Pada atom Na dan K elektron cenderung lebih mudah bergerak bebas.
Sifat kimia
Logam alkali bersifat sangat reaktif, sebagaimana terlihat dari energi ionisasinya yang
relatif rendah. Kereaktifan logam alkali meningkat dari Li ke Fr, begitu juga dengan sifat
reduktor yang semakin kuat. Hampir senyawa logam alkali bersifat ionik dan mudah larut
dalam air.
Semua logam alkali bereaksi dengan air membentuk basa dan gas hidrogen. Li bereaksi
agak pelan; Na bereaksi hebat dengan percikan api; K, Rb, dan Cs meledak jika dimasukkan
dalam air. Oleh karena reaksi tersebut sangat eksoterm, gas hidrogen yang terbentuk akan
langsung terbakar.
Jika dipanaskan, logam alkali dapat bereaksi dengan gas hidrogen membentuk senyawa
ionik alkali hidrida.
Logam alkali dapat bereaksi dengan oksigen membentuk oksida, peroksida, ataupun
superoksida. Dalam jumlah oksigen terbatas umumnya terbentuk oksida.

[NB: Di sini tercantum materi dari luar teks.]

Issue #2082, opened 2016-03-16
Cache needs to be flushed after scheduling classes to see timeslot capacities


bhorowitz:
When scheduling classes, the dashboard doesn't show correct time slot capacities unless the cache is flushed. This is a bit annoying when trying to properly balance the time slot capacities.

mgersh:
I recommend using the "Total capacity in each block by grade" scheduling check for this--scheduling checks are now much quicker to refresh than the dashboard. (Although the caching bug is still a bug, of course.)

Issue #827, opened 2013-11-25
Dashboard attended number wasn't updating


benjaminjkraft:
I think this is a caching bug; when we were checking in students via barcode, the records were getting made, but the number on the dashboard wasn't increasing.  Before we checked the admin panel, this made us think it wasn't working.  My guess is that this is a caching bug.

PR #3263, opened 2021-04-18
Fix caching for dashboard stats

willgearty:
The dashboard has notoriously been bad at showing up-to-date stats for a program. This is because the caching dependencies were never updated as more and more stats were added, meaning it would only update for a small number of database changes (or if the cache was flushed). Now, each component of the dashboard stats has its own cache dependencies, which should both speed up stat calculations overall and make sure the stats are always up-to-date. This should also help encourage similar cache dependency additions when new stats are added in the future.

For the reviewer, I've tested most of the dependencies on my dev server, but it would be good to have someone else do a second check and also to visually check if I've included all necessary cache dependency for each stat category. I didn't have every module enabled, so it's entirely possible I missed an important dependency for some list of teachers or students.

Fixes https://github.com/learning-unlimited/ESP-Website/issues/827 and fixes https://github.com/learning-unlimited/ESP-Website/issues/2082.


willgearty:
I've also added some fixes to a problem that was recently discovered on Yale's site. Basically, we had the DerivedField dependent on ALL records, which meant we were updating the field for ALL sections for ALL programs every time any record was added. On a development server, this isn't a huge deal because we don't have that many sections, but on a production server (especially for an older chapter like Yale), it results in thousands of calculations which causes each record to take nearly a minute to save. The only real solution seems to be to remove the DerivedField entirely (RIP). We only used it in the jsondatamodule for calculating dashboard stats, which is now cached better in this PR, so now we just do the calculations in a for loop there.

kkbrum (approved):
Spectacular! Who knew the dashboard could be up to date!

Issue #3246, opened 2021-03-26
Sorting options for class list in scheduler


willgearty:
I think it'd be useful, especially for larger programs, if we could sort the list of sections ("Directory") in the ajax scheduler based on section details. Some potential sort factors that come to mind include:

- Category
- ID
- Teacher availability
- Capacity/num students
- Length

willgearty:
And also sort options for moderators.

PR #3266, opened 2021-04-22
Sort classes and moderators in scheduler

willgearty:
This makes classes and moderators sortable in the AJAX scheduler:

1. The class directory now has an option below the search box that allows the user to filter by different fields (ID, category, length, capacity, and teacher availability). This can be in ascending or descending order.
2. The moderator directory is now sortable using sorttable.js. Clicking a column header sorts the table by that column.

Fixes https://github.com/learning-unlimited/ESP-Website/issues/3246.

### DIFF
--- a/esp/public/media/default_styles/scheduling.css
+++ b/esp/public/media/default_styles/scheduling.css
@@ -8,6 +8,10 @@ a {
     cursor: pointer;
 }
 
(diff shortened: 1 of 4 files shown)


kkbrum (approved):
Incredible!

Issue #3243, opened 2021-03-22
Scheduler doesn't list sections with floating resources


willgearty:
When we collect the section schedule assignments, we skip any sections that have _only_ floating resource assignments:
https://github.com/learning-unlimited/ESP-Website/blob/453dfef8bd34542412043e3f0edff8ca1608fe51/esp/esp/program/modules/handlers/jsondatamodule.py#L145-L156

This isn't a problem for already scheduled sections, since they also have classroom assignments, but if a floating resource is assigned to a section before it is scheduled, it will not show up in the class directory in the ajax scheduler because it thinks it is rejected:
https://github.com/learning-unlimited/ESP-Website/blob/66e9a2d94c52f9969d28f856232ec3e6fa0c6e55/esp/public/media/scripts/ajaxschedulingmodule/ESP/Sections.js#L171-L174

PR #3270, opened 2021-04-23
Fix sections with floating resources in scheduler

willgearty:
This makes it so that floating resources are never considered when populating the scheduling data for the scheduler. There wasn't really a way to fix the raw SQL query we were making, so I just removed it and replaced it with a normal django query. Hopefully this doesn't cause too much of an increase in loading time for the scheduler for larger programs. I also made it so that we check that there is a scheduled room before we try to put a section in the matrix upon loading the scheduler (because some sections, e.g. lunches, have times but not rooms). Finally, we now check the actual status of the section, not the scheduling status, to exclude rejected and cancelled classes.

Fixes https://github.com/learning-unlimited/ESP-Website/issues/3243


kkbrum (approved):
Looks good to me. It does take a noticeable amount of time to load the Splash Fall 13 scheduler on dev3 (maybe around 30 seconds), but I think it already took a noticeable amount of time to begin with, so I think it's probably fine.

PR #3422, opened 2021-10-04
Do more work at the database level

willgearty:
I've been noticing that loading /manage/emails on some production sites can take quite a long time, and sometimes can even fail (or worse, crash the server). Therefore, this attempts to move a lot of the work for the view to the database level, which should generally be more efficient. Testing this on dev3 indicates that this causes slightly more SQL time, slightly less CPU time (this is good), and overall slightly more total time (not noticeable). I think the best benefit to this, though, is the reduction in memory usage (especially on the production server), since we are no longer iterating over lists of potentially tens of thousands of `TextOfEmail`s. It would probably be useful to also test this on one of the larger sites, like Yale or Stanford, to make sure this actually helps.

### DIFF
--- a/esp/esp/program/views.py
+++ b/esp/esp/program/views.py
@@ -761,7 +761,7 @@ def get_email_data(start_date):
             req.num_rec = CommModule.approx_num_of_recipients(req.recipients, req.get_sendto_fn())
         req.num_sent = toes.filter(sent__isnull=False).count()
         if req.num_rec == req.num_sent:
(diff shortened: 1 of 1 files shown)


hwatheod (approved):
Tested on Yale site and performance is much improved (doesn't run out of memory anymore) although still slow.

willgearty:
Here's a screenshot of htop with the old behavior/code:
image

Issue #3269, opened 2021-04-23
Add suggested/common email/arbitrary user list selections


milescalabresi:
The arbitrary user list (AUL) interface, which is used for the email comm panel, is very powerful but offers a level of flexibility not always the most helpful. I propose we create some "commonly used lists," such as the following. These (and others?) could have their own buttons on the first tab for the majority of the time that most programs need them. The usual tabs (basic list, combination list) would still exist for users who know what they're doing and want to contact a different subset of individuals.
- all teachers who have not graduated (teacher/volunteer recruitment)
- students within the age ranges of the program + all K-12 educators (student recruitment)
- all teachers teaching at least one approved class (current teachers)
- students enrolled in at least one class (current students)
- all volunteers for this program (current volunteers)

willgearty:
This should be really easy now that we can use GET parameters with the USC.

PR #3424, opened 2021-10-08
Various improvements to the user search controller interface

willgearty:
This makes the following improvements to the user search controller (comm panel, arbitrary user list, etc):

- The default min and max grade filters correspond to the min and max grades of the program
- There is now a list of commonly used searches (Fixes https://github.com/learning-unlimited/ESP-Website/issues/3269)
- Fixes a bug that would cause an infinite loop in the javascript if you specified "recipient_type" in the GET parameters
- Makes the labels for the student email options (students/guardians/emergency contacts) associated with the checkboxes, which enables clicking the text to toggle the checkbox


kkbrum (approved):
Wonderful!

Issue #3403, opened 2021-08-23
Use GET parameter(s) for USC printables


willgearty:
Now that we can specify the user type as a GET parameter, we should do that for any of the printables that use the USC and aren’t for students

From testing SR13.

PR #3427, opened 2021-10-08
Use GET parameters for USC printable links

willgearty:
This uses GET parameters for the links to the printables that use the UserSearchController to make it slightly easier for admins to output these printables with the correct sets of users. As part of this, the GET parameters can now specify any of the AND/OR/NOT checkboxes to be checked.

While I was at it, I fixed a bug introduced in #3424 where the USC links always directed to the commpanel, instead of staying in the module.

Fixes https://github.com/learning-unlimited/ESP-Website/issues/3403.

### DIFF
--- a/esp/templates/program/modules/programprintables/options.html
+++ b/esp/templates/program/modules/programprintables/options.html
@@ -65,7 +65,7 @@ Please select from options below.
     <a href="./studentschedules/png/?recipient_type=Student&base_list=enrolled">PNG (1 schedule max)</a>
 </li>
 <li><a href="./flatstudentschedules?recipient_type=Student&base_list=enrolled" title="Student Schedules">Flat Student Schedules</a> (by students)</li>
-<li><a href="./teacherschedules?recipient_type=Teacher&base_list=approved" title="Teacher Schedules">Teacher Schedules</a> (by teachers)</li>
+<li><a href="./teacherschedules?recipient_type=Teacher&base_list=class_approved" title="Teacher Schedules">Teacher Schedules</a> (by teachers)</li>
 {% if program|hasModule:"TeacherModeratorModule" %}
     <li><a href="./teachermoderatorschedules?combo_base_list=Teacher:class_approved&checkbox_or_assigned_moderator#tab_combo" title="Teacher and Moderator Schedules">Combined Teacher and {{ program.getModeratorTitle }} Schedules</a> (by teachers)</li>
     <li><a href="./moderatorschedules?recipient_type=Teacher&base_list=assigned_moderator" title="Moderator Schedules">{{ program.getModeratorTitle }} Schedules</a> (by teachers)</li>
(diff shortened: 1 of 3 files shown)


esp/templates/users/usersearch/list_selector.html
```diff
@@ -7,12 +7,12 @@
...
-        <li><a href="./commpanel?recipient_type=Volunteer&base_list=all_Volunteer">All volunteers in the database</a></li>
-        <li><a href="./commpanel?recipient_type=Volunteer&base_list=volunteer_all">All volunteers signed up for this program</a></li>
+        <li><a href="?recipient_type=Student&base_list=all_Student&grade_min={{ program.grade_min }}&grade_max={{ program.grade_max }}">All students within the age range of the program</a></li>
+        <li><a href="?recipient_type=Student&base_list=enrolled">All students enrolled in at least one class</a></li>
+        <li><a href="?recipient_type=Teacher&base_list=all_Teacher&gradyear_min={% now 'Y' %}">All teachers who have not graduated</a></li>
+        <li><a href="?recipient_type=Teacher&base_list=class_approved">All teachers teaching at least one approved class</a></li>
+        <li><a href="?recipient_type=Volunteer&base_list=all_Volunteer">All volunteers in the database</a></li>
+        <li><a href="?recipient_type=Volunteer&base_list=volunteer_all">All volunteers signed up for this program</a></li>
```
kkbrum, line 15: Hm I know this is more for the PR that I already approved, and seems like it would be a bit of extra work, but I think we should probably hide the common searches that are teacher/volunteer based when on the studentschedules page, and similarly for other pages

esp/templates/program/modules/programprintables/options.html
```diff
@@ -87,23 +87,23 @@ <h3>Student Lists</h3>
...
-<li><a href="./studentchecklist" title="Student Checklist">Student Checklist</a> (by students)</li>
-<li><a href="./student_financial_spreadsheet">Student Financial Spreadsheet</a> (used by the check-scanning app)</li>
-<li><a href="./studentsbyname" title="Student List">Students by Name</a> (by students)</li>
-<li><a href="./emergencycontacts" title="Student List">Students' Emergency Contact Info</a> (by students)</li>
+<li><a href="./studentchecklist?recipient_type=Student&base_list=enrolled" title="Student Checklist">Student Checklist</a> (by students)</li>
+<li><a href="./student_financial_spreadsheet?recipient_type=Student&base_list=enrolled">Student Financial Spreadsheet</a> (used by the check-scanning app)</li>
+<li><a href="./studentsbyname?recipient_type=Student&base_list=enrolled" title="Student List">Students by Name</a> (by students)</li>
+<li><a href="./emergencycontacts?recipient_type=Student&base_list=enrolled" title="Student List">Students' Emergency Contact Info</a> (by students)</li>
 {% if not li_types|length_is:0 %}
 <li>Students who have ordered/reserved line items:
```
kkbrum, line 108: I think these could use default GET parameters too, although a bit more complicated

willgearty: I'm just gonna do "All students in database", because I guess there might be students that ordered something that aren't enrolled?

esp/templates/users/usersearch/list_selector.html
willgearty: It would be really complicated to show specific ones based on the printable, so I decided to just not show them at all on the printable pages.

willgearty:
OK, I've addressed those two comments @kkbrum (see comments above). I've also made it so that the USC page tells you for which printable you are selecting users.

esp/esp/program/modules/handlers/programprintables.py
```diff
@@ -666,13 +668,13 @@ def teacherlist(self, request, tl, one, two, module, extra, prog):
     @needs_admin
     def teachermoderatorlist(self, request, tl, one, two, module, extra, prog):
         """ default list of teachers; function left in for compatibility """
-        return self.teachersbyFOO(request, tl, one, two, module, extra, prog, teaching=True, moderating=True)
+        return self.teachersbyFOO(request, tl, one, two, module, extra, prog, teaching=True, moderating=True, display_name = 'Teacher and Moderator List')
```
kkbrum, line 671: need to {{ prog.getModeratorTitle }}

kkbrum: same for all the moderator related printables below

kkbrum (changes requested):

Namun, jika oksigen berlebihan, Na dapat membentuk peroksida, sedangkan K, Rb, dan Cs
dapat membentuk superoksida.
Logam alkali bereaksi dengan halogen (F2, Cl2, Br2, I2) membentuk senyawa garam halida.
Warna nyala
Ketika dipanaskan dengan suhu tinggi, setiap unsur akan memancarkan radiasi
elektromagnetik yang khas. Hal ini terjadi akibat elektron pada atom unsur mengalami
eksitasi atau perpindahan ke tingkat energi yang lebih tinggi, dan ketika elektron tersebut
kembali ke tingkat energi semula diikuti pancaran foton. Keunikan spektrum radiasi
elektromagnetik tersebut dapat digunakan untuk mengenali suatu unsur.
Pada pembakaran unsur atau senyawa logam alkali pada nyala api, elektron pada atom
setiap unsur logam alkali akan tereksitasi dan menghasilkan warna nyala yang khas.